À l'initiative du Département d'Histoire et de Géographie de la Faculté des Sciences et Technologies de l'Éducation et de la Formation (FASTEF), une conférence consacrée à la sécurisation foncière au Sénégal s'est tenue mercredi 21 janvier. L'événement a été animé par le Dr Ibra Ciré Ndiaye, juriste socio-anthropologue à l'Université Paris 1 Panthéon-Sorbonne, autour des enjeux, des défis et des perspectives du foncier sénégalais.
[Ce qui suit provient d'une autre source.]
PR #10243, opened 2026-04-11
feat(cli): process test insights remotely

fortmarek:
## Summary
- `tuist inspect test`, `tuist test`, and `tuist xcodebuild test` now default `--mode`/`--inspect-mode` to `remote` for tuist-hosted instances and to `local` for self-hosted ones, so the default matches where it's cheapest to process the xcresult.
- The default is resolved after the config is loaded, so passing `--mode`/`--inspect-mode` explicitly always wins.
- `InspectTestCommand`'s inner `ProcessingMode` enum is replaced by the shared `TestProcessingMode` to avoid duplication.

## Test plan
- [x] `xcsiftbuild build -workspace Tuist.xcworkspace -scheme Tuist-Workspace`
- [x] `TuistKitTests/InspectTestCommandServiceTests` (incl. new `run_defaults_to_remote_for_tuist_dev_url` and `run_explicit_local_mode_overrides_url_default`)
- [x] `TuistKitTests/XcodeBuildTestCommandServiceTests`
- [x] `TuistKitTests/TestServiceTests`

### DIFF
--- a/cli/Sources/TuistKit/Services/TestProcessingMode.swift
+++ b/cli/Sources/TuistKit/Services/TestProcessingMode.swift
@@ -7,17 +7,16 @@ public enum TestProcessingMode: String, Sendable, CaseIterable, ExpressibleByArg
 
     /// Returns the default processing mode for the given Tuist server URL.
     ///
-    /// Defaults to `.remote` for the official Tuist hosts (`tuist.dev`, `staging.tuist.dev`,
-    /// `canary.tuist.dev`) and for `localhost`. All other URLs default to `.local` so
-    /// self-hosted instances continue to parse xcresults locally unless explicitly opted in.
+    /// Defaults to `.remote` for tuist-hosted instances and `.local` for self-hosted ones,
+    /// so self-hosted servers keep parsing xcresults locally unless they explicitly opt in.
     public static func `default`(for url: URL) -> TestProcessingMode {
-        let knownRemoteHosts: Set<String> = [
+        let tuistHostedHosts: Set<String> = [
             "tuist.dev",
             "staging.tuist.dev",
             "canary.tuist.dev",
             "localhost",
         ]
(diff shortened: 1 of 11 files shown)


cli/Sources/TuistKit/Services/TestProcessingMode.swift
```diff
@@ -1,6 +1,24 @@
...
+    ///
+    /// Defaults to `.remote` for tuist-hosted instances and `.local` for self-hosted ones,
+    /// so self-hosted servers keep parsing xcresults locally unless they explicitly opt in.
+    public static func `default`(for url: URL) -> TestProcessingMode {
+        let tuistHostedHosts: Set<String> = [
+            "tuist.dev",
+            "staging.tuist.dev",
+            "canary.tuist.dev",
+            "localhost",
+        ]
```
fortmarek: not super happy about this, but I think it's the best heuristic we have for selecting the right mode for self-hosted vs tuist-hosted teams

cli/Sources/TuistKit/Services/TestProcessingMode.swift
```diff
@@ -1,6 +1,24 @@
...
+
+    /// Returns the default processing mode for the given Tuist server URL.
+    ///
+    /// Defaults to `.remote` for tuist-hosted instances and `.local` for self-hosted ones,
+    /// so self-hosted servers keep parsing xcresults locally unless they explicitly opt in.
+    public static func `default`(for url: URL) -> TestProcessingMode {
+        let tuistHostedHosts: Set<String> = [
+            "tuist.dev",
+            "staging.tuist.dev",
+            "canary.tuist.dev",
```
pepicrft: What if we just check that the URL base domain is `tuist.dev`?

pepicrft (approved):

PR #10245, opened 2026-04-12
fix(server,cache): report discarded Oban jobs to Sentry

pepicrft:
## Summary

Adds `TuistCommon.ObanSentry` — a shared telemetry handler that reports Oban job failures to Sentry only when all retry attempts are exhausted (job state is `:discard`). Wired up in both cache and server.

## Context

The cache `S3TransferWorker` was crashing ~1,200 times/hour due to `cas` records from a canary node, but these errors were invisible because there was no Oban-to-Sentry integration. Rather than adding `cas` backwards compatibility (the canary should be redeployed), this PR adds observability so similar issues are caught early.

## Test plan

- [x] All 489 cache tests pass
- [x] `TuistCommon.ObanSentry` unit tests pass (reports on discard, skips retryable failures)
- [ ] Deploy and verify discarded Oban jobs appear in Sentry
- [ ] Redeploy canary node to stop `cas` record insertion


cache/test/cache/oban_sentry_integration_test.exs
```diff
@@ -0,0 +1,51 @@
...
+
+  defmodule FailingWorker do
+    use Oban.Worker, queue: :test, max_attempts: 1
+
+    @impl Oban.Worker
+    def perform(_job), do: raise("job failed permanently")
+  end
+
+  describe "discarded Oban job" do
+    test "reports to Sentry when a job exhausts all attempts" do
```
pepicrft: I'm doing a full integration test here with Oban & telemetry to ensure we test the contract of the format that Oban uses for the telemetry data and the data that we expect.

tuist_common/test/tuist_common/oban_telemetry_test.exs
```diff
@@ -0,0 +1,71 @@
+defmodule TuistCommon.ObanSentryTest do
+  use ExUnit.Case, async: false
```
pepicrft, line 2: I went with an integration test here to ensure the contract between our handler and the structure of Oban's emitted telemetry event is met.

tuist_common/lib/tuist_common/oban_telemetry.ex
```diff
@@ -0,0 +1,32 @@
...
+  Reports Oban job failures to Sentry only when all retry attempts have been exhausted.
+  """
+
+  def attach do
+    :telemetry.attach(
+      "oban-sentry-discard",
+      [:oban, :job, :exception],
+      &__MODULE__.handle_event/4,
+      :no_config
+    )
```
fortmarek, line 12: would probably use more agnostic naming instead of coupling this to Sentry (across this file)

We might also want to add telemetry not just for worker exceptions, but in general for workers. Right now, the worker analytics are available at tuist.dev/ops/oban, but would be nice to have this data in grafana, too.

fortmarek (approved):

PR #10247, opened 2026-04-12
fix(cli): keep xcstrings in Resources phase for static framework stale detection

pepicrft:
## Summary

Fixes xcstrings stale-string detection for static frameworks (both single-platform and multiplatform). The root cause was threefold:

1. **`PACKAGE_RESOURCE_BUNDLE_NAME`** on the main target causes swift-build's `XCStringsCompiler.shouldCompileCatalog()` to return false, delegating xcstrings compilation to the companion bundle — which has no Swift sources, so all strings appear stale
2. **xcstrings in Sources build phase** doesn't trigger `XCStringsCompiler` in regular xcodeproj builds (only works through PIF/SPM)
3. **xcstrings in the companion bundle** caused conflicting extraction since the companion has no Swift sources

### Changes:
- Keep `.xcstrings` in the main target's **Resources** build phase (not Sources)
- **Exclude** `.xcstrings` from the companion bundle's Resources
- **Remove** `PACKAGE_RESOURCE_BUNDLE_NAME` and `PACKAGE_RESOURCE_TARGET_KIND` from the main target so `XCStringsCompiler` processes the catalog there

## Test plan

- [x] Build compiles successfully
- [x] Manually verified: dynamic framework with multiplatform destinations — `unused_string` correctly marked STALE, used strings not marked
- [x] Manually verified: static framework with multiplatform destinations and patched pbxproj — `unused_string` correctly marked STALE, used strings not marked
- [x] Verified `xcodebuild archive` succeeds for static framework with both xcassets and xcstrings (no regression from removing PACKAGE_RESOURCE_BUNDLE_NAME)

### DIFF
--- a/cli/Sources/TuistGenerator/Generator/ProjectFileElements.swift
+++ b/cli/Sources/TuistGenerator/Generator/ProjectFileElements.swift
@@ -393,7 +393,7 @@ class ProjectFileElements {
     ) throws {
         guard products[targetName] == nil else { return }
         let fileType = try RelativePath(validating: productName).extension.flatMap {
-            Self.filetype(extension: $0)
+            Xcode.filetype(extension: $0)
         }
         let fileReference = PBXFileReference(
             sourceTree: .buildProductsDir,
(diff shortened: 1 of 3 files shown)


fortmarek (approved):

KaiOelfke:
I confirmed with generated_ios_app_with_static_framework_with_xcstrings that all cases from my markdown table and one of my own projects are working as expected with this PR. Thank you!

Ari4ka (approved):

Selon le conférencier, cette rencontre visait avant tout à nourrir la réflexion sur la question foncière, un sujet central au regard des tensions sociales et économiques qu'il suscite. « L'objectif est de parler de la sécurisation foncière au Sénégal, en lien avec un ouvrage que j'ai publié et qui interroge les visions et conceptions du monde : qu'est-ce qui sécurise et qu'est-ce qui insécurise ? », a-t-il expliqué.
Interrogé sur son appréciation de la loi sur le domaine national, le Dr Ndiaye a défendu la loi n°64-46 du 17 juin 1964, qu'il considère comme une « innovation senghorienne ». Pour lui, ce texte fondateur, composé de 17 articles, demeure juste et constitue une richesse juridique considérable pour le Sénégal. Toutefois, il reconnaît que son application a souvent été dévoyée par certains acteurs, soulignant ainsi la nécessité de la rendre perfectible sans en renier l'esprit.
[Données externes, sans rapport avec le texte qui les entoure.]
PR #1486, opened 2020-06-22
Adding fix for tuist bundle issue 1466 caused by trailing whitespace

miscampbell:
Resolves https://github.com/tuist/tuist/issues/1466

### Short description 📝

This fixes an issue with the `tuist bundle` failing when ran inside Terminal

### Solution 📦

After debugging this issue I was able to diagnose it was happening due to a trailing \n being appended when using `let version = try String(contentsOf: versionFilePath.url)` inside BundleService.swift this was returning "1.11.0\n"

Which was then used to lookup the version inside `.tuist/Versions` E.g. `/Users/mmiscampbell/.tuist/Versions/1.11.0\n`

### Implementation 👩‍💻👨‍💻

The fix I have implemented is after verifying we could retrieve a version from the .tuist-version file we clean the String using filter and only allowing characters that are not whitespace.

- [ ] Added Unit test to validate the install does not run when the version file contains whitespace characters

PR #12027, opened 2026-07-22
fix(cli): expand Foundation's #bundle macro to Bundle.module in static targets

fortmarek:
### What changed

Tuist-generated projects now set the `SWIFT_MODULE_RESOURCE_BUNDLE_AVAILABLE` compilation condition on Swift targets whose resources are synthesized into a companion resource bundle (static frameworks/libraries and other products that cannot host resources). The condition is appended to `SWIFT_ACTIVE_COMPILATION_CONDITIONS` in `ResourcesProjectMapper`, next to the existing `PACKAGE_RESOURCE_BUNDLE_NAME` plumbing, and only when the SPM-style Swift `Bundle.module` accessor is synthesized. Dynamic frameworks that host their own resources deliberately do not get the condition, mirroring SwiftPM.

### Why / root cause

Foundation's `#bundle` macro ([BundleMacro.swift](https://github.com/swiftlang/swift-foundation/blob/main/Sources/FoundationMacros/BundleMacro.swift)) chooses its expansion from the compilation conditions of the module being compiled:

- `SWIFT_MODULE_RESOURCE_BUNDLE_AVAILABLE` → `Bundle.module`
- `SWIFT_MODULE_RESOURCE_BUNDLE_UNAVAILABLE` → compile error
- `SWIFT_BUNDLE_LOOKUP_HELPER_AVAILABLE` → `Bundle(for: __BundleLookupHelper.self)` (Xcode sets this only for mergeable libraries)
- none → `Bundle(_dsoHandle: #dsohandle) ?? .main`

SwiftPM sets the first condition for resource-bearing modules ([PackagePIFProjectBuilder+Modules.swift](https://github.com/swiftlang/swift-package-manager/blob/main/Sources/SwiftBuildSupport/PackagePIFProjectBuilder%2BModules.swift)). Tuist set none of them, so `#bundle` in a Tuist-generated static framework fell through to the DSO-handle branch, which resolves to the main bundle for statically linked code. Resources synthesized into the companion `<Project>_<Target>.bundle` are invisible from there, so lookups returned nil at runtime while an explicit `bundle: .module` (which uses Tuist's synthesized accessor) worked.

This also affects `#bundle` used as a caller-side default argument ([SE-0422](https://github.com/swiftlang/swift-evolution/blob/main/proposals/0422-caller-side-default-argument-macro-expression.md)): the macro expands in the calling module's context, so a resource-owning static framework calling such an API got the broken expansion baked in — including into binary-cached frameworks, which is how this surfaced in the wild (implicit `#bundle` failing while explicit `.module` passed, on otherwise identical cached builds).

### Validation

- New fixture `examples/xcode/generated_static_framework_with_bundle_macro`: a static framework owning a resource calls an API from another static framework whose `bundle` parameter defaults to `#bundle`, plus a direct `#bundle` use and an explicit `.module` control, with unit tests asserting the resource URL resolves at runtime. The fixture targets macOS so acceptance runs need no simulator and cache warms build a single slice (the expansion and DSO fallback are platform-independent); the deployment target is pinned so generated targets don't default to an SDK newer than the host macOS.
- New acceptance test `GenerateAcceptanceTestStaticFrameworkWithBundleMacro` (generate + `tuist test`) was run before the fix and failed exactly like the field report — `test_directBundleMacro_resolvesResource` and `test_implicitBundleDefaultArgument_resolvesResource` failed, `test_explicitModule_resolvesResource` passed — and passes after the fix (both parallel clones).
- Four new `ResourcesProjectMapperTests` cases cover: condition set for static targets with Swift sources, appending to existing `SWIFT_ACTIVE_COMPILATION_CONDITIONS` without clobbering, and no condition for dynamic frameworks or Objective-C-only targets. Full suite (75 cases) passes.
- The failing field report consumed the resource-owning framework as a binary from the remote cache, where the expansion is frozen into the artifact at warm time regardless of how consumers build. To cover that path, the fixture gained an `App` + hosted `AppTests` layer and the cache acceptance suite gained `generated_static_framework_with_bundle_macro_from_cached_binaries`: `tuist cache` warms both static frameworks into xcframeworks, then `tuist test App` keeps only `App`/`AppTests` as sources and consumes `StaticFramework` as a cached binary. Run pre-fix it fails with the exact field split (direct `#bundle` and the SE-0422 default argument return nil, explicit `.module` passes); post-fix it passes with all three artifacts warmed fresh. Red → green was validated on both the original iOS shape and the final macOS shape; the cache test runs in ~25s and the generator test in ~19s.
- Stale-artifact invalidation: project mappers run before the EE graph mappers hash the graph (`ManifestGraphLoader`), and `Settings` participate in `TargetContentHasher`, so the added condition changes cache fingerprints and pre-fix artifacts (with the broken expansion baked in) can no longer be served to a fixed CLI.

### Forward-compat note

swift-build [PR #1486](https://github.com/swiftlang/swift-build/pull/1486) (merged 2026-06-29, not yet in any shipping Xcode) will push `SWIFT_MODULE_RESOURCE_BUNDLE_UNAVAILABLE` for all static frameworks. Once that ships, both conditions being set makes the macro diagnose "Both ... cannot be set", so we should pursue an upstream change gating that push on the availability condition not already being present. Tracking this separately; it does not affect currently shipping Xcode versions.


cli/Sources/TuistGenerator/Mappers/ResourcesProjectMapper.swift
```diff
@@ -275,6 +278,31 @@ public struct ResourcesProjectMapper: ProjectMapping {
...
+            guard !values.contains(condition) else { return target }
+            base["SWIFT_ACTIVE_COMPILATION_CONDITIONS"] = .array(values + [condition])
+        case let .string(value):
+            guard !value.contains(condition) else { return target }
+            base["SWIFT_ACTIVE_COMPILATION_CONDITIONS"] = .string("\(value) \(condition)")
+        case nil:
+            base["SWIFT_ACTIVE_COMPILATION_CONDITIONS"] = .array(["$(inherited)", condition])
+        }
+        var target = target
+        target.settings = target.settings?.with(base: base) ?? Settings(base: base, configurations: [:])
```
pepicrft: This helper only updates `settings.base`. `ConfigGenerator` applies `configuration.settings` afterward, so a configuration-specific `SWIFT_ACTIVE_COMPILATION_CONDITIONS` value without `$(inherited)` removes this generated condition. I reproduced this with a Debug value of `CUSTOM_DEBUG`: the generated target contained only `CUSTOM_DEBUG`, and both `#bundle` resource checks failed while explicit `Bundle.module` passed. Please ensure the generated condition is present after configuration-specific settings are resolved, or append it to every configuration as well.

cli/Sources/TuistGenerator/Mappers/ResourcesProjectMapper.swift
```diff
@@ -275,6 +278,31 @@ public struct ResourcesProjectMapper: ProjectMapping {
...
+    ///   - https://github.com/swiftlang/swift-package-manager/blob/main/Sources/SwiftBuildSupport/PackagePIFProjectBuilder%2BModules.swift
+    private func addingModuleResourceBundleAvailableCondition(to target: Target) -> Target {
+        let condition = "SWIFT_MODULE_RESOURCE_BUNDLE_AVAILABLE"
+        var base = target.settings?.base ?? SettingsDictionary()
+        switch base["SWIFT_ACTIVE_COMPILATION_CONDITIONS"] {
+        case let .array(values):
+            guard !values.contains(condition) else { return target }
+            base["SWIFT_ACTIVE_COMPILATION_CONDITIONS"] = .array(values + [condition])
+        case let .string(value):
+            guard !value.contains(condition) else { return target }
```
pepicrft: This duplicate check treats any substring as the complete condition. With `NOT_SWIFT_MODULE_RESOURCE_BUNDLE_AVAILABLE`, the helper returned early, the generated target kept only that unrelated condition, and the two `#bundle` checks failed at runtime. Please split the string into compilation-condition tokens and compare exact tokens, matching the array branch.

examples/xcode/generated_static_framework_with_bundle_macro/AppTests/Sources/AppResourcesTests.swift
```diff
@@ -0,0 +1,19 @@
+import StaticFramework
+import XCTest
```
pepicrft: These are new test suites, so they need to use Apple’s [Swift Testing framework](https://developer.apple.com/xcode/swift-testing/) with `import Testing`, `@Test`, and `#expect` rather than Apple’s [XCTest framework](https://developer.apple.com/documentation/xctest). The same applies to `StaticFrameworkTests/Sources/StaticFrameworkResourcesTests.swift`. Please migrate both fixture suites so the new coverage follows the repository’s testing standard.

pepicrft (approved):
This looks good overall. I validated the main behavior and reproduced the two edge cases locally. Approving, but it'd be great to address the inline findings before merging.

examples/xcode/generated_static_framework_with_bundle_macro/AppTests/Sources/AppResourcesTests.swift
fortmarek: this is just a fixture

cli/Sources/TuistGenerator/Mappers/ResourcesProjectMapper.swift
fortmarek: Fixed in 1dbf933631: the helper now appends the condition to every configuration that defines SWIFT_ACTIVE_COMPILATION_CONDITIONS in addition to the base, with a unit test covering the CUSTOM_DEBUG override shape.

cli/Sources/TuistGenerator/Mappers/ResourcesProjectMapper.swift
fortmarek: Fixed in 1dbf933631: the string branch now splits the value into whitespace-separated tokens and compares exact tokens like the array branch, with a unit test using NOT_SWIFT_MODULE_RESOURCE_BUNDLE_AVAILABLE.

examples/xcode/generated_static_framework_with_bundle_macro/AppTests/Sources/AppResourcesTests.swift
fortmarek: Migrated both fixture suites to Swift Testing (import Testing, @Test, #expect) in 1dbf933631 and re-ran both acceptance tests green.

PR #12028, opened 2026-07-22
feat(server): add Postgres runner workflow_job lifecycle table with dark writes

fortmarek:
Part 1/4 of the runner-state consolidation (Track A), split out of #12022 into a reviewable stack. Stack: **this PR** → #12029 (drift comparator) → #12030 (flag-gated reads) → #12031 (CH outbox).

## What

One Postgres `runner_workflow_jobs` row per workflow_job, mutated through guarded compare-and-set transitions (`queued → claimed → running → completed | cancelled`), dark-written alongside today's authoritative ClickHouse paths. Nothing reads the table yet — this PR is a behavioral no-op for dispatch.

- Every mutation is `UPDATE … WHERE status = <expected>` (or an upsert whose `ON CONFLICT DO UPDATE` carries the guard), so webhook redeliveries and claim races cannot regress a row. Guard misses are `:noop` + telemetry (`tuist_runners_workflow_job_transition_count`, tagged applied/miss), never an error.
- Webhook pipeline writes: `queued`/`waiting` upserts a queued row (mirroring the `runner_job_completions` resurrection guard), `in_progress` records the runner→job binding, and the terminal transition hooks the completion choke point in `Jobs` (`complete_locked`/`record_completed_locked`, next to `persist_completion!`) — deliberately there rather than dispatch.ex so `StaleQueuedJobsWorker` and `OrphanedRunnersWorker` force-completes are covered too; hooking only the webhook would leave PG rows non-terminal forever on those paths.
- Claim-path transitions commit atomically with the claim mutation: `Claims.attempt/5` does `queued → claimed` in the claim-insert transaction, `mark_running/2` does `claimed → running`, and `release/2` / `release_pod_missing/2` move rows back to `queued` in the same transaction as the claim delete (the CH-first crash-ordering contract the recovery workers document does not apply to this row — claim + state commit or roll back together). Terminal rows never match the re-queue guard.
- The row carries the full dispatch-candidate metadata (repository, shape, workflow correlation fields, `requested_dispatch_label`) so the later flag-gated Postgres dispatch read can return the same candidate map the ClickHouse read does.
- `cancelled` is a first-class status here (ClickHouse models it as `completed` + conclusion); later parts map between the two spaces.
- Lock ordering is cycle-free: every transaction touching both tables locks `runner_claims` before `runner_workflow_jobs`.

## Why / root cause

Runner job state lives in three stores (ClickHouse `runner_jobs` argMax view — also the dispatch queue read, Postgres `runner_claims`, Kubernetes Pods) with no transition spanning stores atomically. Every crash window between a CH write and a PG write is a divergence class we've paid for repeatedly: the CH-first ordering contracts in `stale_claims_worker.ex`, the dispatch anti-list, the `enqueued_at` lookback floor protecting the argMax hot path from ClickHouse memory limits, and a family of recovery workers reconciling after the fact. A single PG row with CAS transitions makes claim + state one transaction; ClickHouse becomes analytics-only downstream once the rest of the stack bakes.

## Validation

- 552 tests green (`test/tuist/runners/`, `test/tuist/runners_test.exs`, `test/tuist/oban/runtime_config_test.exs`), including new coverage for every transition, redelivery idempotency, claim-transaction atomicity/rollback, and terminal-state protection.
- `mix excellent_migrations.check_safety` — no warnings from the new migration (new-table indexes safety-assured, matching the `runner_job_completions` seed).
- `mix compile --warnings-as-errors`, credo clean, `mise run format`.
- `server/data-export.md` documents the new table.


fortmarek:

PR #12029, opened 2026-07-22
feat(server): compare runner job state between Postgres and ClickHouse

fortmarek:
Part 2/4 of the runner-state consolidation stack (Track A), split out of #12022. Stack: #12028 → **this PR** → #12030 (flag-gated reads) → #12031 (CH outbox). Base is #12028's branch; retarget to main once it merges.

## What

A log-only comparator between the Postgres lifecycle rows #12028 introduced and the ClickHouse `runner_jobs` argMax view: `JobStateDriftWorker`, a 5-minute Oban cron that diffs recently-updated PG rows against CH's latest `(status, conclusion)` per job and emits telemetry + logs only (`tuist_runners_workflow_job_drift_count`, tagged `status_mismatch` / `missing_in_clickhouse` / `compared`). It mutates nothing in either store.

Design points:

- **This is the production gate for the read flag.** The next PR puts the Postgres dispatch reads behind a kill switch; that flag only flips once this worker holds at zero drift over a bake window. Shipping the comparator separately means it bakes on production traffic while the read path is still under review.
- ClickHouse's `completed` + conclusion pair is folded into the Postgres status space before comparing (`completed` + conclusion `cancelled` reads as `cancelled`), so a cancelled/completed disagreement between the stores counts as drift rather than equivalence.
- Rows updated in the last minute are excluded — a PG transition commits before its paired CH INSERT lands, and fresh rows would report propagation lag as drift.
- `missing_in_postgres` is deliberately not a kind: jobs enqueued before the lifecycle table shipped exist only in CH, and scanning CH for them would re-run the full-history aggregation the lifecycle table exists to retire. They age out of the window on their own.
- The CH lookup floors on the compared batch's minimum `enqueued_at` so partition pruning applies, same as the dispatch read.

## Validation

- 510 tests green across the runners suite + Oban runtime config, including agree/mismatch/missing/cancelled-equivalence comparator cases and the recency-window read.
- `mix compile --warnings-as-errors`, credo clean, formatted.


fortmarek:

PR #12030, opened 2026-07-22
feat(server): serve runner dispatch queue reads from Postgres behind a kill switch

fortmarek:
Part 3/4 of the runner-state consolidation stack (Track A), split out of #12022. Stack: #12028 → #12029 → **this PR** → #12031 (CH outbox). Base is #12029's branch; retarget as the stack merges.

## What

Postgres implementations of the dispatch queue reads, behind a single FunWithFlags kill switch `:runner_dispatch_postgres_reads`, **default OFF**:

- `Jobs.pick_queued_top_k/5` — the dispatch hot path's candidate selection
- `Jobs.queued_count_by_fleet/1` and `queued_count_by_fleet_and_account/1` — the autoscaler's demand reads (the latter is #11981's dispatchable-demand read)

The Postgres twins return the exact candidate map shape in the same deterministic `(enqueued_at ASC, workflow_job_id ASC)` order, honor the same account/repository/workflow_job exclusions, and floor on the same 7-day `enqueued_at` lookback — so a flag flip cannot resurface jobs the ClickHouse path had already aged out of view, and a flip back is behaviorally seamless.

## Why a flag rather than a cutover

ClickHouse remains the default read path and the instant, no-deploy rollback. The flag only flips once #12029's drift comparator holds at zero over a bake window — that's the whole point of the ordering in this stack. Once flipped and baked, the follow-ups (out of scope here) are deleting the CH read path's anti-list, lookback floor, and head-blocking logic.

Worth noting what the PG read structurally fixes: the CH read needs the claims anti-list because CH can say `queued` while PG holds a live claim; the PG lifecycle row transitions to `claimed` in the claim's own transaction, so the queued scan and the claim state can't disagree. The anti-list still applies while the flag is on (kept for parity during rollout), it just stops being load-bearing.

## Validation

- 548 tests green across the runners suite, including flag-on tests proving `pick_queued_top_k`/`pick_queued` and both queued counts serve from Postgres, plus candidate-shape/ordering/exclusion/floor parity tests on the PG implementations.
- `mix compile --warnings-as-errors`, credo clean, formatted.

### DIFF
--- a/server/lib/tuist/runners/jobs.ex
+++ b/server/lib/tuist/runners/jobs.ex
@@ -83,6 +83,14 @@ defmodule Tuist.Runners.Jobs do
   # still-claimable job is never pruned out of view.
   @queued_lookback_seconds 7 * 86_400
 
+  # Kill switch for reading the dispatch queue from Postgres
+  # (`Tuist.Runners.WorkflowJobs`) instead of ClickHouse. Default OFF:
+  # the ClickHouse paths below stay authoritative, and disabling the
+  # flag is an instant rollback with no deploy. Gate flipping is
+  # driven by `Tuist.Runners.Workers.JobStateDriftWorker` reporting
+  # zero drift between the two stores.
+  @postgres_reads_flag :runner_dispatch_postgres_reads
+
   @doc """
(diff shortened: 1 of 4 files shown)


fortmarek:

Abordant la question des conflits fonciers de plus en plus fréquents, notamment en milieu local, le juriste socio-anthropologue estime que leur origine est claire : le non-respect des dispositions de la loi sur le domaine national. « Des élites - intellectuelles, politiques locales ou religieuses s'approprient des parcelles en dehors du cadre légal. Ces incohérences et bricolages juridiques génèrent inévitablement des conflits », a-t-il déploré.
Suivez-nous sur WhatsApp | LinkedIn pour les derniers titres
Pour sécuriser durablement le foncier au Sénégal, le Dr Ndiaye plaide pour la prise en compte du pluralisme juridique. Selon lui, il est illusoire de vouloir sécuriser la terre uniquement à partir d'un droit importé ou imposé. Il cite notamment le code civil napoléonien comme exemple de droit importé et dénonce une approche verticale qui impose aux populations locales des normes juridiques en marginalisant la coutume.
« Les systèmes coutumiers que l'on critique sont en réalité des systèmes juridiques cohérents, pertinents, issus de visions et de conceptions du monde », a-t-il souligné. Il préconise ainsi une superposition intelligente des normes juridiques, dans laquelle la coutume serait valorisée au même titre que le droit moderne.
Enfin, le conférencier a mis en garde contre les conséquences sociales et politiques de certaines orientations actuelles. Le fait de retirer des terres à des communautés qui les ont mises en valeur pendant des générations, au profit de l'agrobusiness et sous l'influence des institutions financières internationales comme le FMI et la Banque mondiale, risque selon lui de « déstabiliser le pays et de fragiliser le lien social ».
À travers cette conférence, le Dr Ibra Ciré Ndiaye a ainsi lancé un appel à repenser la sécurisation foncière au Sénégal dans une perspective inclusive, respectueuse des réalités historiques, sociales et culturelles des populations.